Published online by Cambridge University Press: 22 September 2009
Organizing and risking
Contemporary discussions of risk routinely point to the paradox of science and technology. On the one hand great advances have been made in health and welfare; on the other hand such advances also give rise to new problems and vulnerabilities, e.g. the benefits of increased longevity in Western societies have given rise to difficulties in pension and social security systems. This is the essence of Beck's (1992) famous ‘risk society’ thesis; the risks we face today are largely ‘manufactured’, potentially fatal by-products of an industrial machine which demands a new politics to control it. In this collection of essays, we retain a focus on this paradox but we shift the analytical focus from science and technology to organizations and organizing.

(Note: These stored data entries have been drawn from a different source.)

PR #1801, opened 2018-11-11
Passthrough URL

inverse:
- Passthrough Origin URL for listenbrainz

### DIFF
--- a/src/core/background/object/song.js
+++ b/src/core/background/object/song.js
@@ -225,8 +225,8 @@ define((require) => {
 		 *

Organizations, rather than individuals, are the critical agents of any so-called risk society because it is primarily ‘in these contexts that hazards and their attendant risks are conceptualized, measured and managed’ (Short 1992: 4). Organizations are both centres for processing and handling risks and potential producers and exporters of risk. Efforts to manage risk involve the creation of organizational networks for that purpose, and these risk regulation ‘regimes’ (Hood et al. 2001) themselves give rise to new side effects and risks – risks of risk management. Above all, there is widespread recognition that disasters and accidents are in a very important sense organized (cf. Beamish 2002; Perrow 1984; Turner and Pidgeon 1997; Vaughan 1996).